» **PROBLEM DETAILS**
Which lines in the records below hold the word "CMLE"? Copy each of them.

● ● ● ● ●

PR #1989, opened 2018-11-22
Make it easier to debug jsonnet tests

### LINKED ISSUE #1988: Better testing output for jsonnet
Right now are jsonnet tests work by having a jsonnet file that does std.assertEqual to raise an error.

This makes it very difficult to debug test failures. The output ends up being something like.

```
RUNTIME ERROR: Assertion failed. {"apiVersion": "apiextensions.k8s.io/v1beta1", "kind": "CustomResourceDefinition", "metadata": {"name": "tfjobs.kubeflow.org"}, "spec": {"group": "kubeflow.org", "names": {"kind": "TFJob", "plural": "tfjobs", "singular": "tfjob"}, "validation": {"openAPIV3Schema": {"properties": {"spec": {"properties": {"tfReplicaSpecs": {"properties": {"Chief": {"properties": {"replicas": {"maximum": 1, "minimum": 1, "type": "integer"}}}, "PS": {"properties": {"replicas": {"minimum": 1, "type": "integer"}}}, "Worker": {"properties": {"replicas": {"minimum": 1, "type": "integer"}}}}}}, "scope": "Namespaced"}}}}, "version": "v1alpha2"}} != {"apiVersion": "apiextensions.k8s.io/v1beta1", "kind": "CustomResourceDefinition", "metadata": {"name": "tfjobs.kubeflow.org"}, "spec": {"group": "kubeflow.org", "names": {"kind": "TFJob", "plural": "tfjobs", "singular": "tfjob"}, "scope": "Namespaced", "validation": {"openAPIV3Schema": {"properties": {"spec": {"properties": {"tfReplicaSpecs": {"properties": {"Chief": {"properties": {"replicas": {"maximum": 1, "minimum": 1, "type": "integer"}}}, "PS": {"properties": {"replicas": {"minimum": 1, "type": "integer"}}}, "Worker": {"properties": {"replicas": {"minimum": 1, "type": "integer"}}}}}}}}}}, "version": "v1alpha2"}}
	std.jsonnet:758:7-50	function <anonymous>
	./kubeflow/tf-training/tests/tf-job_test.jsonnet:(25:1)-(83:2)
```

A better solution would be to output pretty formatted objects that make it easy to see actual and expected.

We can accomplish this by outputting a json object representing a test suite

```
{
  "pass": true,
  "testCases": [
      {
        "actual": ...,
        "expected": ...,
      },
      ...
  ],
}
```

In python we can load the output of json eval and test the value of pass.
https://github.com/kubeflow/kubeflow/blob/fee939dcfc4530629be93e54bebba226e0dfbdbb/testing/test_jsonnet.py#L60

jlewi:
* jsonnet tests should be able to output a json object containing a field
  "pass"

* The python test wrapper can then check this value to see if the test passed.

* This allows the object to output information about expected and actual
  values which make it easier to debug.

Fix #1988

---
This change is [Reviewable](https://reviewable.io/reviews/kubeflow/kubeflow/1989)

### DIFF
--- a/kubeflow/pytorch-job/tests/pytorch-job_test.jsonnet
+++ b/kubeflow/pytorch-job/tests/pytorch-job_test.jsonnet
@@ -224,4 +224,4 @@ local testSuite = suiteResult {
   testCases: testCasesWithResults,
 };
 
-testSuite.pass
+testSuite
--- a/kubeflow/pytorch-job/tests/pytorch-job_test.jsonnet
+++ b/kubeflow/pytorch-job/tests/pytorch-job_test.jsonnet
@@ -224,6 +224,4 @@ local testSuite = suiteResult {
   testCases: testCasesWithResults,
 };
 
-// TODO(https://github.com/kubeflow/kubeflow/issues/1988): Output testSuite
-// rather than std.assertEqual
-std.assertEqual(testSuite.pass, true)
+testSuite.pass
--- a/testing/test_jsonnet.py
+++ b/testing/test_jsonnet.py
@@ -61,7 +61,13 @@ def run(test_files_dirs, jsonnet_path_args, test_case):
             output = util.run(
               ['jsonnet', 'eval', full_path] + jsonnet_path_args,
               cwd=os.path.dirname(full_path))
-            parsed = json.loads(output)
+            try:
+              parsed = json.loads(output)
+            except AttributeError:
+              logging.error(
+                "Output of jsonnet eval could not be parsed as json; "
+                "output: %s", output)
+              parsed = {}
 
             test_passed = parsed.get("pass", false)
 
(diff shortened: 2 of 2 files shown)


kubeflow/pytorch-job/tests/pytorch-job_test.jsonnet
```diff
@@ -224,6 +224,4 @@ local testSuite = suiteResult {
   testCases: testCasesWithResults,
 };
 
-// TODO(https://github.com/kubeflow/kubeflow/issues/1988): Output testSuite
-// rather than std.assertEqual
-std.assertEqual(testSuite.pass, true)
+testSuite.pass
```
lluunn: should be testSuite only?
Since you are getting the "pass" key in python.

jlewi: You're right thanks.

PR #2000, opened 2018-11-27
Fixed formatting issues with new-package-stub

ellis-bigelow:
parts.yaml generated JSON. Json was also invalid, leading to development issues and slowdown. Simplified another hurdle, variable name does not need to be replaced if simply named "package"

---
This change is [Reviewable](https://reviewable.io/reviews/kubeflow/kubeflow/2000)

### DIFF
--- a/kubeflow/new-package-stub/parts.yaml
+++ b/kubeflow/new-package-stub/parts.yaml
@@ -1,22 +1,16 @@
-{
-   "name": "give-this-package-a-name",
-   "apiVersion": "0.0.1",
-   "kind": "ksonnet.io/parts",
-   "description": "An empty package used as a stub for new packages.\n",
-   "author": "kubeflow-team <kubeflow-discuss@googlegroups.com>",
-   "contributors": [
-   ],
-   "repository": {
-      "type": "git",
-      "url": "https://github.com/kubeflow/kubeflow"
-   },
-   "bugs": {
-      "url": "https://github.com/kubeflow/kubeflow/issues"
-   },
-   "keywords": [
-      "kubernetes",
-      "kubeflow",
-      "machine learning"
-   ],
-   "license": "Apache 2.0",
-}
+name: "${PACKAGE_NAME}"
+apiVersion: 0.0.1
+kind: ksonnet.io/parts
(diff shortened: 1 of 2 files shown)


ellis-bigelow:
I signed it!

ellis-bigelow:
I signed it!

kubeflow/new-package-stub/parts.yaml
```diff
@@ -1,22 +1,16 @@
...
-      "url": "https://github.com/kubeflow/kubeflow/issues"
-   },
-   "keywords": [
-      "kubernetes",
-      "kubeflow",
-      "machine learning"
-   ],
-   "license": "Apache 2.0",
-}
+name: "${PACKAGE_NAME}"
```
lluunn: interesting... parts.yaml is a json.
Do you know what this file is for?
I randomly checked other packages, and their parts.yaml are json and are fine?

ellis-bigelow: This is the file that is copied and pasted for creating new components. Everyone else has parts.yaml because they copied this file. I found it confusing to be json when the file is clearly named .yaml.

ellis-bigelow: Additionally, i tried to make it more clear which parts needed to substituted by the user.

lluunn: https://github.com/ksonnet/parts/blob/master/incubator/memcached/parts.yaml

The official ksonnet examples are also json though...

lluunn: Asking them: https://github.com/ksonnet/parts/issues/71

texasmichelle: Agree that changing this to yaml is less confusing

jlewi:
@lluunn @ellis-bigelow are we planning on merging this or should we close it out?

jlewi:
@ellis-bigelow ping?

jlewi:
@ellis-bigelow @lluunn ping?

lluunn:
I think we should be consistent with other ks packages for now.
Not so much benefit to rewrite all parts.yaml

Issue #2012, opened 2018-11-29
Grant kubeflow user service account CMLE permission


IronPan:
Pipeline uses kubeflow user account to interact CMLE in a few scenarios, e.g. upload model to CMLE through jupyter notebook.

jlewi:
Closing this issue because the PR has been merged.

PR #2013, opened 2018-11-29
grant KF user SA CMLE admin permission

IronPan:
This change is [Reviewable](https://reviewable.io/reviews/kubeflow/kubeflow/2013)


IronPan:
fix #2012

PR #6529, opened 2022-06-22
Trim the custom Jupyter image string

haoxins:
If the custom image has extra white space, the status is always pending on the web page.

### DIFF
--- a/components/crud-web-apps/jupyter/frontend/src/app/pages/form/form-new/form-new.component.ts
+++ b/components/crud-web-apps/jupyter/frontend/src/app/pages/form/form-new/form-new.component.ts
@@ -99,7 +99,7 @@ export class FormNewComponent implements OnInit, OnDestroy {
 
     // Use the custom image instead
     if (notebook.customImageCheck) {
-      notebook.image = notebook.customImage;
+      notebook.image = notebook.customImage?.trim();
     } else if (notebook.serverType === 'group-one') {
       // Set notebook image from imageGroupOne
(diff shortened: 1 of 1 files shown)


juliusvonkohout:
Fixes https://github.com/kubeflow/kubeflow/issues/6621

kimwnasptd:
@haoxins could you rebase on top of the latest changes to resolve the conflicts?

haoxins:
done

neggert:
@kimwnasptd Any movement on this? Our users run into this issue fairly regularly and it's not easy for someone who doesn't know Kubernetes to debug.

thesuperzapper:
@kimwnasptd I think trimming whitespace is probably a good idea, as it is a pretty common error when copying.

@haoxins the one thing I want to confirm is that this PR doesn't create a null image value when the user doesn't specify a custom image.

Also, I was looking into other validation strategies with regex, but it's honestly very difficult to make one that is generic enough. Not even Kubernetes/docker tries to validate your image string, so we probably shouldn't either.

neggert:
It's worth noting that there's a [related issue](https://github.com/kubeflow/kubeflow/issues/6886). If the string is left blank (or after this PR, all whitespace), it breaks the notebook dashboard entirely.

thesuperzapper:
@neggert are you able/interested in raising a PR that does one or both of the things proposed in https://github.com/kubeflow/kubeflow/issues/6886#issuecomment-1851137333?

PR #6530, opened 2022-06-22
Add GH actions for applying manifests at any pull request

NickLoukas:
For applying the manifests in a K8s cluster we use KinD. The process that we follow is:
1. Install KinD and configure a cluster with a specific K8s version
2. Install `kustomize`
3. Install `Istio`
4. Build and apply the manifests

### Notes

* For the PodDefaults component we also need to install `cert-manager` in order to apply the manifests. We follow the approach from `kserve` (https://github.com/kserve/kserve/blob/7e74dca4421af26cfbe96dccdf3806e77a63c1b3/test/scripts/gh-actions/setup-deps.sh#L86-L92) where we install `cert-manager` and then wait for the `webhook` to become ready.


kimwnasptd:
Thanks for the PR @NickLoukas! As a first comment I see a couple of repeatable steps for installing KinD and setting up a cluster. 

Let's convert these into script files so that we reduce the duplication and use the same logic everywhere. I think the best place for such scripts will be https://github.com/kubeflow/kubeflow/tree/master/testing. Let me create an initial PR to clean up that dir

kimwnasptd:
@NickLoukas seems like there's a lot of delay in merging https://github.com/kubeflow/kubeflow/pull/6535.

Let's unblock from that PR from now by creating a `components/testing/gh-actions` directory and put there any scripts we will use for testing. We can then move them under `testing/gh-actions` once/if https://github.com/kubeflow/kubeflow/pull/6535 gets merged.

In that folder we can put:
1. A script for fetching the KinD executable
2. The `config.yaml` for the KinD cluster
3. A script for fetching the kustomize executable
4. A script for installing Istio

NickLoukas:
@kimwnasptd I sent some follow up commits where I created the aforementioned scripts in `components/testing/gh-actions` and modified all GH actions to make use of these scripts.

components/testing/gh-actions/install_istio.sh
```diff
@@ -0,0 +1,10 @@
+#!/bin/bash
+ISTIO_VERSION="1.11.0"
```
kimwnasptd, line 2: let's also put a `set -e` to ensure the script will error in case on of the subcommands return an exit code other than zero https://linuxhint.com/bash-set-e/

components/testing/gh-actions/install_istio.sh
```diff
@@ -0,0 +1,10 @@
...
+echo "Installing Istio ..."
```
kimwnasptd, line 3: same for `set -e`

components/testing/gh-actions/install_kustomize.sh
```diff
@@ -0,0 +1,4 @@
+#!/bin/bash
```
kimwnasptd, line 1: same for `set -e`

.github/workflows/prof_controller_kind_test.yaml
```diff
@@ -0,0 +1,36 @@
...
+jobs:
+  build:
+    runs-on: ubuntu-latest
+    steps:
+    - name: Checkout
+      uses: actions/checkout@v3
+
+    - name: Install KinD
+      run: |
+        chmod +x components/testing/gh-actions/install_kind.sh
```
kimwnasptd, line 16: let's make these script files executables and commit them to git. Git can track the file permissions, so we don't have to `chmod +x` on each GH Action

kimwnasptd (commented):
Last round of comments. Don't think we'll need anything extra afterwards

components/testing/gh-actions/install_istio.sh
NickLoukas: Added `set -e`.

components/testing/gh-actions/install_istio.sh
NickLoukas: Did that.

components/testing/gh-actions/install_kind.sh
```diff
@@ -0,0 +1,9 @@
+#!/bin/bash
```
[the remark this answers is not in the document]
NickLoukas: Did that.

components/testing/gh-actions/install_kustomize.sh
NickLoukas: Did that.

.github/workflows/prof_controller_kind_test.yaml
NickLoukas: I made all the scripts executable.

NickLoukas:
@kimwnasptd I addressed the comments above with 2 new commits.

PR #6531, opened 2022-06-22
proposals: Show objects from all namespaces

kimwnasptd:
Extend the CentralDashboard and Jupyter/TensorBoards/Volumes web apps for showing all namespaces. This allows users to view and interact with objects in all namespaces.

Initially we'll start with only the above list of apps, but we can then extend it to the rest of the Kubeflow web apps.

cc @kubeflow/wg-notebooks-leads @johnugeorge @zijianjoy


kimwnasptd:
I believe we can go on with this proposal, since we didn't have any extra review comments

cc @elikatsis @StefanoFioravanzo @thesuperzapper

StefanoFioravanzo:
@kimwnasptd I agree! Let's make this happen :) 

/lgtm
/approve

PR #6535, opened 2022-06-23
testing: Cleanup the testing dir and add gh actions placeholder folder

kimwnasptd:
Spined up from https://github.com/kubeflow/kubeflow/pull/6530#issuecomment-1164125447

We'll need to have some scripts for tests we run via the GH actions. I thought that it could be a good chance to cleanup the `/testing` folder, which had completely out of date files. 

I only added an owners file under `/testing/gh-actions` since this is what we need for now. Was not sure if the conformance testing would need any files under `/testing`, that's why I tried to be explicit with the `gh-actions` folder.

@james-jwu @zijianjoy could you take a look?


kimwnasptd:
kind ping @james-jwu @zijianjoy. We need this one as well to ensure we have the proper testing for the upcoming feature freeze.

zijianjoy:
/lgtm
/approve

Just noticed this PR, thank you Kimonas for the cleanup!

● ● ● ● ●

» **SOLUTION**
Grant kubeflow user service account CMLE permission
Pipeline uses kubeflow user account to interact CMLE in a few scenarios, e.g. upload model to CMLE through jupyter notebook.
grant KF user SA CMLE admin permission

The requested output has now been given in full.